It was a small motel in the middle of nowhere. It was early in the
morning, before another 8 hour stint of driving. My parents were
shouting at each other, shouting about me. My father had been nice
enough to buy a box of donuts, wonderful glazed donuts. Of
which there were exactly three left.
I assumed they would only want one a piece.
"Garland, this has to stop. What in the hell were you thinking?"
"Leave him alone!" My mother said. My mother, who had been thin for exactly ten years at that point.
"I am sick and tired of this bullshit! You eat too damn much, Garland. Do you want us to send you to fat camp?"
My mother goes into the bathroom to brush her hair, in an angry way.
My father waves the near empty box around, and I feel how fat and
pathetic I am. My brother watched from his bed, always the last one up.
Behavior 1: Whenever there is a portion of food to share, I always
access how much I can get away with eating. I eat up to that point,
sometimes more.
A week ago, I had a massive, throbbing headache. I couldn't figure out what it was. I traced it later to the nitrates in the hotdogs.
All day I had been toasting bread and putting hotdogs in the
microwave. I did this two at a time, a knife and a jar of miracle
whip at the ready. I made certain to do this when no one would be
around to see how much I was eating. I would slather on the miracle
whip, wrap the toast around the warm hotdog, and eat quickly. I ate
the first one the fastest, shoving it down my throat, praying that the
coast would be clear a little longer. That way, if they did come out,
all they would see is me enjoying a single hotdog, standing over the
sink, looking nervous.
At this point, I am a 24 year old man, binge eating in secret.
Behavior 2: I hide how much I eat from everyone. I lie to the person I love the most about this, out of habit.

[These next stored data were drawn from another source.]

PR #2718, opened 2026-09-03
fix(chatwoot): handle missing remoteJidAlt for @lid contacts in createConversation

abdulsametkarakayali:
## Problem
When a WhatsApp contact sends messages with `addressingMode: 'lid'` but 
`remoteJidAlt` is missing/undefined from the message key, `createConversation` 
crashes with:

TypeError: Cannot read properties of undefined (reading 'split')

This causes 100% message loss (both text and reactions) for affected contacts 
in the Chatwoot integration — no conversation is ever created.

## Fix
- Fall back to `remoteJid` (the LID itself) when `remoteJidAlt` is absent, 
  instead of leaving `phoneNumber` as `undefined`.
- Made downstream `.split()` calls safe with optional chaining.
- Wrapped the LID contact-update block in try/catch so a failure there 
  logs a warning instead of aborting the whole conversation creation.

## Impact
Contacts without a resolvable `remoteJidAlt` will now show up in Chatwoot 
identified by their LID instead of a phone number, but messages will no 
longer be silently dropped.

Tested against v2.3.7.

## Summary by Sourcery

Handle incomplete WhatsApp LID contact identifiers so Chatwoot conversations continue to be created reliably.

Bug Fixes:
- Prevent Chatwoot conversation creation from failing when WhatsApp LID messages do not include a remote phone JID.
- Preserve message delivery by falling back to the LID identifier and handling missing JID components safely.
- Prevent failures in contact lookup and LID contact mapping from aborting conversation creation.

Enhancements:
- Avoid storing numeric LID identifiers as fake phone numbers in Chatwoot.
- Improve contact search compatibility and selection across Chatwoot response formats.

### DIFF
--- a/src/api/integrations/chatbot/chatwoot/services/chatwoot.service.ts
+++ b/src/api/integrations/chatbot/chatwoot/services/chatwoot.service.ts
@@ -632,8 +632,10 @@ export class ChatwootService {
   public async createConversation(instance: InstanceDto, body: any) {
     const isLid = body.key.addressingMode === 'lid';
     const isGroup = body.key.remoteJid.endsWith('@g.us');
-    const phoneNumber = isLid && !isGroup ? body.key.remoteJidAlt : body.key.remoteJid;
     const { remoteJid } = body.key;
+    // When addressingMode is lid, remoteJidAlt holds the phone JID.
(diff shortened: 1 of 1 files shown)


abdulsametkarakayali:
updt

Issue #2696, opened 2026-08-17
[BUG]  Pairing code is generated but WhatsApp fails to link the device on Evolution API v2.3.7


thiagovarallo:
### 📋 Bug Description

Hello,

I am running Evolution API v2.3.7 with the WHATSAPP-BAILEYS integration.

The pairing code is generated successfully, but the device cannot be linked to WhatsApp.

### 🔄 Steps to Reproduce

1. Create a new WhatsApp instance.
2. Request a pairing code using the phone number with country code.
3. Enter the generated 8-character pairing code in WhatsApp:
   Settings → Linked devices → Link a device → Link with phone number instead.
4. WhatsApp displays:
   "Couldn't link device. An error occurred. Please try again."

### ✅ Expected Behavior

After entering the generated pairing code, WhatsApp should complete the device linking and Evolution should emit a successful connection event.

### ❌ Actual Behavior

- Evolution generates a pairing code successfully.
- The webhook `qrcode.updated` is emitted.
- The pairing code and QR code are present in the webhook payload.
- WhatsApp rejects the device linking.
- The Evolution instance remains in `connecting`.
- No successful connection event is emitted.

### 🌍 Environment

- OS: [e.g. Ubuntu 20.04, Windows 10, macOS 12.0]
- Node.js version: [e.g. 18.17.0]
- Evolution API version: [e.g. 2.3.7]
- Database: [e.g. PostgreSQL 14, MySQL 8.0]
- Connection type: [e.g. Baileys, WhatsApp Business API]

### 📋 Logs

```shell
[ChannelStartupService]
instance: alpha
pairingCode: [REDACTED]
qrcodeCount: 6

[WebhookController]
event: qrcode.updated
instance: alpha
data.qrcode.pairingCode: [REDACTED]
data.qrcode.code: [REDACTED]
data.qrcode.base64: [PRESENT]
```

### 📝 Additional Context

- The code is entered immediately after generation.
- The phone number includes the country code and contains digits only.
- The same behavior happens with newly created instances.
- The instance remains stuck in `connecting`.
- Please let me know if this is a known compatibility issue with the current WhatsApp Web/Baileys protocol or if additional configuration is required.

qkoots:
Hello, I have the same issues.

diglesiasus:
I have the same issues too :(

favizz:
samee

Issue #2679, opened 2026-08-06
WhatsApp pairing always returns "Try again later" after scanning QR (Evolution API 2.3.2 / Baileys 6.7.21)


giovanealvesdemedeiros-cloud:
## Environment

- Evolution API 2.3.2
- Baileys 6.7.21
- Fresh installation
- Docker
- PostgreSQL
- Redis
- Ubuntu VPS (Hostinger)

## Problem

The instance is created successfully.

The QR Code is generated correctly.

The phone scans the QR Code successfully.

Immediately after scanning, WhatsApp shows:

> Try again later

The instance never reaches OPEN state.

## Logs

```
Error: Timed Out
error in sending keep alive
```

## Tests already performed

- Fresh PostgreSQL
- Fresh Redis
- Fresh Evolution installation
- Fresh database
- Fresh Docker image
- Baileys downgraded from rc.9 to 6.7.21
- HTTPS connectivity OK
- TLS connectivity OK
- DNS OK
- IPv4 OK
- IPv6 OK

The exact same behavior occurs with both:

- Evolution 2.3.7 (Baileys rc.9)
- Evolution 2.3.2 (Baileys 6.7.21)

Could someone help identify why WhatsApp always refuses the pairing with "Try again later"?

Additional information:

This problem has persisted for several weeks.

The QR Code is valid and is read successfully by WhatsApp.

The failure occurs only after the QR is accepted by the phone.

This suggests the failure happens during the authentication/session establishment step, not during QR generation.

PR #2727, opened 2026-09-10
fix(deps): patch baileys to restore WhatsApp device pairing (companion_reg_refresh)

cloviscoli:
## Problem

**Linking a new WhatsApp device is currently impossible** on Evolution — QR pairing never completes and the phone shows *"couldn't link device / não foi possível conectar no momento"*.

The root cause is upstream and **not an Evolution bug**: around 2026-07-28 WhatsApp added a new stage to the companion-registration flow, sending `<notification type='companion_reg_refresh'>` after the QR scan. Baileys acks it and discards it, so `pair-success` is never emitted and the QR ref pool drains. See [WhiskeySockets/Baileys#2737](https://github.com/WhiskeySockets/Baileys/issues/2737) — reproduced independently in **whatsmeow**, which confirms it affects every open client.

Because `companion_reg_refresh` is absent from Baileys rc13, rc14 *and* master, **no published Baileys release fixes this**. The fix only exists as unmerged PRs.

This is the umbrella issue for those reports (#2696, #2679 and others here).

## What this PR does

Uses the `patches/` mechanism that already exists on `develop` (`postinstall: patch-package`, currently holding only a README) to vendor the fix until upstream merges it.

1. **`package.json` / `package-lock.json`** — bumps `baileys` from `7.0.0-rc13` to `7.0.0-rc14` (latest published).
2. **`patches/baileys+7.0.0-rc14.patch`** (new) — applies two upstream fixes:
   - [Baileys#2765](https://github.com/WhiskeySockets/Baileys/pull/2765) — handles `companion_reg_refresh` by rotating the adv secret and re-rendering the QR without consuming a ref. **This is what restores pairing.**
   - [Baileys#2602](https://github.com/WhiskeySockets/Baileys/pull/2602) — guards `link_code_companion_reg`: WhatsApp sends it in two shapes, and the one without the crypto fields crashes with `Boom('Invalid buffer', 400)` (that's [#2600](https://github.com/WhiskeySockets/Baileys/issues/2600), which also breaks the pairing-code flow).

The patch touches only 4 files (`Socket/messages-recv.js`, `Socket/socket.js`, `Utils/companion-reg-client-utils.{js,d.ts}`) — no source maps, no unrelated build noise — and applies cleanly against a vanilla `baileys@7.0.0-rc14`.

## Verification

Tested on a real deployment (Evolution v2.3.7 base + this patch, Docker):

- **Before:** QR cycled every ~3.5 min, phone showed "couldn't connect", `connection.update` never reached `open`; `requestPairingCode()` crashed with `Invalid buffer`.
- **After:** paired on the second QR attempt, `state=open`, session stable, and a real inbound WhatsApp message was delivered through the webhook end-to-end.

I also posted the standalone Docker recipe in the linked comment for anyone who needs it before this lands.

## Notes for maintainers

- This vendors **unmerged** upstream PRs, so it should be dropped as soon as Baileys releases the fix — the patch filename is version-pinned, so a future baileys bump will surface it naturally.
- Happy to retarget this at `7.0.0-rc13` instead if you'd rather not bump the dependency in the same PR; the patch just needs regenerating against that version.

## Summary by Sourcery

Restore WhatsApp device and pairing-code support by updating Baileys and applying the required upstream fixes.

Bug Fixes:
- Restore WhatsApp device pairing by handling companion registration refresh notifications and preserving QR ref rotation.
- Prevent pairing-code flows from failing when companion registration messages lack expected cryptographic fields.

Enhancements:
- Vendor the required upstream Baileys fixes through a version-pinned patch until they are released upstream.

Build:
- Upgrade the Baileys dependency from 7.0.0-rc13 to 7.0.0-rc14.

### DIFF
--- a/package-lock.json
+++ b/package-lock.json
@@ -24,7 +24,7 @@
         "amqplib": "^2.0.1",
         "audio-decode": "^2.2.3",
         "axios": "^1.17.0",
-        "baileys": "7.0.0-rc13",
+        "baileys": "7.0.0-rc14",
         "class-validator": "^0.15.1",
         "compression": "^1.7.5",
         "cors": "^2.8.6",
@@ -5310,9 +5310,9 @@
       "license": "MIT"
     },
     "node_modules/baileys": {
-      "version": "7.0.0-rc13",
-      "resolved": "https://registry.npmjs.org/baileys/-/baileys-7.0.0-rc13.tgz",
-      "integrity": "sha512-v8k74K8B5R7WNYGa26MyJAYEu3Wc4BSuK01QaK8lr30lhE8Nga31nWNu8KN0NDDt+Fsvkq4SQFFI8Q13ghjKmA==",
+      "version": "7.0.0-rc14",
+      "resolved": "https://registry.npmjs.org/baileys/-/baileys-7.0.0-rc14.tgz",
+      "integrity": "sha512-pewtrljhWx5JTUBvvkXZz1fL3JPiwzjBsnhx/DWf2LWBx1cZNH7J/sF22xDehba5mySWUQU4a1Pwt7lWARUxaA==",
       "hasInstallScript": true,
       "license": "MIT",
       "dependencies": {
--- a/package.json
+++ b/package.json
@@ -83,7 +83,7 @@
     "amqplib": "^2.0.1",
     "audio-decode": "^2.2.3",
     "axios": "^1.17.0",
-    "baileys": "7.0.0-rc13",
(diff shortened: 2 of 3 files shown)


otaviovicario:
+1 on getting this merged — hitting the exact issue this PR addresses. Self-hosted v2.3.7, new device pairing via QR fails with WhatsApp's "can't connect new devices" error since late July, while existing sessions keep working fine. This is blocking new customer onboarding for us.

I can build this branch and test it against a real instance if that helps move it along — will report back with results either way.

I have a love/hate relationship with buffets. It is ALLYOUCANEAT.
You would not be getting your money's worth if you didn't do just that.
My first plate is always heavy with carbs and fried food: pizza, rolls,
macaroni and cheese, mashed potatoes, fish nuggets, etc. etc. I begin
to panic around the middle of the second plate. I am becoming full.
I shove the rest of the food down my throat, working on borrowed time. I am literally fighting satiety.
Behavior 3: I do not eat to live. I live to eat.
This has to stop. I have an eating disorder.